Gagasan yang absurd mungkin. Tapi bukannya mustahil menurut saya. Bayangkan di tengah stigma kehidupan yang semakin sehari semakin individualistis dan egois, mesin sosial seperti FB tiba-tiba menyeret kita dari “posisi aman” di sudut rumah kita yang nyaman untuk kembali peduli pada teman SMP kita yang mungkin tergolek lemah karena penyakit kritisnya atau teman SMA kita yang karena penyakit yang dideritanya harus menjalani hidup sebagai seorang tuna netra di usia muda, namun tidak pernah mau menyerah pada kondisinya itu. Atau teman-teman yang entah kita kenal dimana yang telah lebih dulu meninggal.
Semangat, rasa penasaran saya semakin membuncah, ketika siang ini, di akhir rapat, teman saya, yang kebetulan juga kakak kelas saya saat SMP dan SMA menyampaikan pada saya, bahwa saat ini, dia yang berkecimpung di bidang software development telah menyelesaikan 60% tahapan pembuatan suatu software network engine yang salah satu semangatnya juga berasal dari kepeduliannya pada upaya reuni dan pembentukan network.
Saling bantu, saling tolong dan saling jaga! Begitu bilang teman saya soal motto almamaternya semasa kuliah mengenai komunitas alumni. Ini tentu saja tidak bisa dipadankatakan dengan istilah kolusi, korupsi dan nepotisme, karena ada moralitas di sana. Sementara, menurut hemat saya KKN merupakan upaya persekongkolan yang tidak punya moralitas dan didasari kepentingan sama yang sempit, yaitu uang, kekuasaan dan ketamakan. Sementara network terbangun dari compassion, caring dan responsibility, bagaimana tidak apabila hubungan kerjasama yang terjalin didasari dengan rasa peduli dan tanggungjawab pada sesama, setidaknya dengan sesama anggota komunitas.
Sesuatu hal yang umumnya terjadi pada alumnus universitas terkemuka dunia, seperti Cambridge, Oxford, Harvard yang hampir seluruh alumninya menduduki posisi penting pada pemerintahan maupun parlemen di AS dan Inggris. Namun, KKNkah mereka? Tidak!

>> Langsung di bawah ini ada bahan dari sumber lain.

PR #11605, opened 2020-01-03
FocusZone: clear disposable function references on unmount to avoid memory leak

KevinTCoughlin:
#### Pull request checklist

#### Description of changes

Currently, `FocusZone` maintains references to event handlers pushed on to `this._disposables` after unmount. Therefore, the callback context and element reference cannot be GC'ed.

This fix is similar to the pre-existing solution in `BaseComponent`, see https://github.com/OfficeDev/office-ui-fabric-react/blob/498eb74150d4aa2b724c178aa38b8a55cea1ce95/packages/utilities/src/BaseComponent.ts#L93

#### Heap snapshot

image

#### Focus areas to test

- CI should pass.

###### Microsoft Reviewers: [Open in CodeFlow](http://wpcp.azurewebsites.net/CodeFlowProtocolProxy2.php?pullrequest=https://github.com/OfficeDev/office-ui-fabric-react/pull/11605)

### DIFF
--- a/packages/office-ui-fabric-react/src/components/FocusZone/FocusZone.tsx
+++ b/packages/office-ui-fabric-react/src/components/FocusZone/FocusZone.tsx
@@ -199,6 +199,9 @@ export class FocusZone extends React.Component<IFocusZoneProps> implements IFocu
     // Dispose all events.
     this._disposables.forEach(d => d());
 
+    // Clear function references.
+    delete this._disposables;
+
     // If this is the last outer zone, remove the keydown listener.
     if (_outerZones.size === 0 && _disposeGlobalKeyDownListener) {
       _disposeGlobalKeyDownListener();
--- a/packages/office-ui-fabric-react/src/components/FocusZone/FocusZone.tsx
+++ b/packages/office-ui-fabric-react/src/components/FocusZone/FocusZone.tsx
@@ -199,7 +199,7 @@ export class FocusZone extends React.Component<IFocusZoneProps> implements IFocu
     // Dispose all events.
     this._disposables.forEach(d => d());
 
-    // Clear function references.
+    // Clear function references so their closures can be garbage-collected.
     delete this._disposables;
 
     // If this is the last outer zone, remove the keydown listener.
--- a/change/office-ui-fabric-react-2020-01-03-13-05-22-keco-focuszone-leaks.json
+++ b/change/office-ui-fabric-react-2020-01-03-13-05-22-keco-focuszone-leaks.json
@@ -1,0 +1,8 @@
+{
+  "type": "patch",
+  "comment": "FocusZone: Delete function references on unmount",
+  "packageName": "office-ui-fabric-react",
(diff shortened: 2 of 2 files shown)


packages/office-ui-fabric-react/src/components/FocusZone/FocusZone.tsx
```diff
@@ -199,6 +199,9 @@ export class FocusZone extends React.Component<IFocusZoneProps> implements IFocu
     // Dispose all events.
     this._disposables.forEach(d => d());
 
+    // Clear function references.
```
ecraig12345: Might be good to be even more specific:
```suggestion
    // Clear function references so their closures can be garbage-collected.
```

JasonGore:
Is there a larger issue here? I'm wondering if it's a problem that `BaseComponent` and `FocusZone` instances aren't getting garbage collected rather than just some of their class members. I'm not sure how these class members would otherwise be keeping instances of `BaseComponent` and `FocusZone` around.

KevinTCoughlin:
> Is there a larger issue here? I'm wondering if it's a problem that `BaseComponent` and `FocusZone` instances aren't getting garbage collected rather than just some of their class members. I'm not sure how these class members would otherwise be keeping instances of `BaseComponent` and `FocusZone` around.

@JasonGore, the larger issue is that there are a number of script references throughout Fabric UI that reference DOM which do not clean-up their references. As a result, DOM Nodes referenced become "Detached" because V8 (as an example) does not know it can safely GC those Nodes. Only after fixing those script references will the closure and DOM Nodes be GC'ed, relinquishing browser memory. That will require time and a number of fixes such as this one.

To test locally, capture a memory heap snapshot of base state. Then perform an operation, force GC, and capture another heap snapshot. Then set the view to "Compare" from "Snapshot 1" to "Snapshot 2". Filter by "Detached" to see the DOM that cannot be GC'ed.

For this example, I tested by mounting and unmounting `DetailsList` on a blank page as it includes the most Fabric components. There are additional issues to fix in other areas of code to free-up leaked `DetailsList` DOM.

I can follow-up with some of those candidates if you wish.

https://v8.dev/blog/tracing-js-dom

KevinTCoughlin:
Additional note that `BaseComponent` is unaffected by this problem because it null's out `this.__disposables` on unmount. `FocusZone` no longer extends from `BaseComponent` and implements its own "disposables" logic that retains the closures until this fix is merged.

ecraig12345:
@KevinTCoughlin In general, would the suspect components be those that have their own EventGroup, Async, or disposables using `on`?

KevinTCoughlin:
> @KevinTCoughlin In general, would the suspect components be those that have their own EventGroup, Async, or disposables using `on`?

Yes, usage of the above utilities are prone to this type of closure leak. Particularly `Async` and `EventGroup`. I have a few examples from SPO of those errors as well as heap snapshots of existing problems in Fabric that I will share offline with the team to triage.

PR #11608, opened 2020-01-04
Fix editor bugs

### LINKED ISSUE #11489: Editor is running workers on UI thread
The live code editor on the website is supposed to use web workers on separate threads for TypeScript and other purposes, to prevent this resource-intensive code from running on the UI thread and causing lag. However, there's a built-in browser security restriction that code from a different origin/domain than the original page (such as a CDN) can't create workers ([details here, sort of](https://developer.mozilla.org/en-US/docs/Web/API/Web_Workers_API/Using_web_workers)). It's supposed to be possible to work around this by using blob URLs or data URIs to load the code, and we tried to do this, but at least in Chrome it's currently falling back to running workers on the main thread. ~~Suspect this has to do with changing `configureEnvironment` to use blob URLs instead of data URIs.~~

~~We may need to vary the approach based on what works per-browser--data URIs seemed to work in Chrome but not old Edge, and blobs may work in old Edge but not Chrome.~~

Kembali pada FB dan network, saya jadi sangat menghargai dan memahami keinginan teman saya ini. Rupanya sudah lama juga, tepatnya 20 tahun lebih kita tidak pernah lagi peduli dengan orang lain. Dan selama itu pula kita lupa basis pelajaran ilmu sosial yang mengajarkan pada kita bahwa manusia adalah mahluk sosial yang tak dapat hidup sendiri di planet ini. Dan selama itu pula kita agak lupa kodrat kita sebagai manusia.
Memoir ini tidak hanya saya tujukan untuk memprovokasi kepedulian atau mengusik “posisi aman” kehidupan, namun tulisan ini lebih ditujukan untuk mengingatkan saya, anda dan kalian bahwa above all, we all are human. Cheers!